On the approach to the village there is an attractive memorial to the 'Lourdes Group', the Free French squadrons who flew Halifaxes from Elvington during WW2 - but I forgot to get a photo!

More aircraft and general shots soon.


----------



## Gnomey (Mar 18, 2014)

Nice shots Terry!


----------



## nuuumannn (Mar 18, 2014)

Nice photos, Terry. Crikey, that hangar's filled up a bit!


----------



## Airframes (Mar 18, 2014)

Thanks guys. Yes, there's a lot in the hangar, quite a few of which were outside for a while. 
Those outside are actually covered in winter, or at least cockpits and other 'delicate' areas, but, as the museum is open all year round, apart from Christmas day and Boxing day, covering them totally would defeat the whole purpose of the museum.
I certainly wouldn't like to travel the distance from where I live, pay to get in, and then find a load of canvas 'humps' on the tarmac, instead of visible aircraft.
As with most such museums, privately funded, and started by enthusiasts, preservation work is carried out on the aircraft, vehicles, and indeed the buildings, as and when possible, and when funds permit, by a volunteer group, and preventative maintenance is on-going, even if a full (and very expensive) re-paint of aircraft is not immediately possible. (the 'Gulf War' Buccaneer had just been re-painted during our previous visit, for example.)
There are plans to erect another 'T2' hangar, with the area to the side and rear of the existing hangar earmarked, and, of course, the previously mentioned 'Andi det' days are held regularly throughout the year, preparation and servicing for which was being done during our visit.
It's very easy to visit such a museum, and not realise just how much preparation, re-claiming, re-building and preservation of the actual _site _has been done over the years. _*All*_ of the buildings on the site are original WW2 structures, fully restored and functional, with some, like the tower, for example, kitted out as they were during the war.
When the museum obtained the use of this part of the airfield site, all of these buildings were derelict - they were crumbling and peeling, overgrown with brambles, and with vegetation taking over _inside_ !
Karl and I posted a more in-depth thread on the YAM during our visits two years ago - in torrential rain, and then in blistering sun - which show some of the other museum attractions, but as a reminder, here's just one shot of part of the original, WW2 buildings on site.


----------



## Vic Balshaw (Mar 19, 2014)

Wow guys, you have really outdone yourselves this time, great reference material.


----------



## Wayne Little (Mar 19, 2014)

Excellent stuff Terry!


----------



## T Bolt (Mar 19, 2014)

Great pictures guys


----------



## Wurger (Mar 19, 2014)




----------



## Airframes (Mar 19, 2014)

Thanks chaps.
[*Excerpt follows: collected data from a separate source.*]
PR #234, opened 2022-10-11
hide templates

### LINKED ISSUE #222: -we should be not able to select published Templates as surveys -> remove templates from the lists

ramirobg94:
fixes #222

### DIFF
--- a/src/state/surveys/hooks/index.js
+++ b/src/state/surveys/hooks/index.js
@@ -17,9 +17,12 @@ export const useRemoteSurveys = () => {
       setError(false);
       setLoading(true);
       const _surveys = await apiSurveys.getSurveys({serverUrl});
+
       setSurveys(
         _surveys
-          .filter(survey => survey.status === 'PUBLISHED')
+          .filter(
+            survey => survey.status === 'PUBLISHED' && survey.template !== true,
+          )
           .sort(
             (sa, sb) => -moment(sa.dateModified).diff(moment(sb.dateModified)),
           ),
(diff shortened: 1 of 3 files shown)


src/state/surveys/hooks/index.js
```diff
@@ -17,9 +17,12 @@ export const useRemoteSurveys = () => {
       setError(false);
       setLoading(true);
       const _surveys = await apiSurveys.getSurveys({serverUrl});
+
       setSurveys(
         _surveys
-          .filter(survey => survey.status === 'PUBLISHED')
+          .filter(
+            survey => survey.status === 'PUBLISHED' && survey.template !== true,
```
SteRiccio, line 24: if you fetched the surveys with template=false, do you have to filter them even here?

ramirobg94: seems that not, but this issue was raised during the Team testing and the backend has the following:
Captura de Pantalla 2022-10-13 a las 14 59 31

So, not sure if the server is filtering well, I prefer to do double check here

SteRiccio: that endpoint is used by Arena too, to show the list of surveys or templates, so assume that it works because it has to.

SteRiccio: even status filtering is not needed: surveys never published won't be included.

ramirobg94: So I don't know why this issue was raised the other day during the team testing, maybe we can close this PR

SteRiccio: I think there were some surveys cloned from a template, the label of that surveys was misleading... templates are already excluded in the list of surveys! so yes, you can close it.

I'll post some more later tonight.


----------



## Airframes (Mar 19, 2014)

A few more in the hangar, with the Mirage III being rubbed-down ready for re-paint, the Auster, Argus, and the nose of the Halifax. Outside in the early spring sun, the Meteor NF14 was having some preparation work done, ready for further preservation and painting, and the RE8 replica, outside an original WW2 workshop.


----------



## Gnomey (Mar 19, 2014)

Good shots Terry!


----------



## Wayne Little (Mar 20, 2014)

Sweet!


----------



## Jeff Hunt (Mar 20, 2014)

Very very nice stuff fellas.

Cheers,

Jeff


----------



## Airframes (Mar 20, 2014)

Thanks very much, Hugh, Wayne and Jeff.
A few more, with the two Tornados, the former CAF CF-33, the mighty Nimrod, and the Gulf War Victor tanker, this being prepared for 'anti-det' engine and taxy runs.
I'll post a few of the preserved, WW2 airfield buildings tomorrow.


----------



## Wurger (Mar 21, 2014)

Very nice stuff here Terry. THX for sharing.


----------



## Wayne Little (Mar 21, 2014)

Good stuff Terry!


----------



## Crimea_River (Mar 21, 2014)

Good ones Terry. We may need that T-33 back if we don't decide on a replacement for our F-18s soon.


----------



## Gnomey (Mar 21, 2014)

Nice shots Terry!


----------



## Airframes (Mar 21, 2014)

Thanks again chaps !
A slight deviation again, with some shots of the site itself. 
It's easy to forget that the buildings themselves are exhibits in their own right, being original WW2 structures, with the 'Maycrete' and 'Nissen' huts, the Tower and T2 hangar, all being reclaimed from nature's progress, and restored. Each building seen here is in use, either restored to represent its original function, like the Tower, French Officer's Mess, and Airmen's billet, or housing displays, the Museum shop and offices, and the restaurant, in the 'NAFFI' building, with a function room and original 'Astra' cinema attached, and the original type red telephone box.
Also shown here are a WW2 AEC 'Matador' fuel bowser, and a refuelling trailer, awaiting restoration.
The RAF Standard on the flag pole at the signals square, is raised and lowered as the museum opens, and closes, each day.


----------



## vikingBerserker (Mar 22, 2014)

Awesome pics Terry!


----------



## Gnomey (Mar 22, 2014)

Good shots Terry!


----------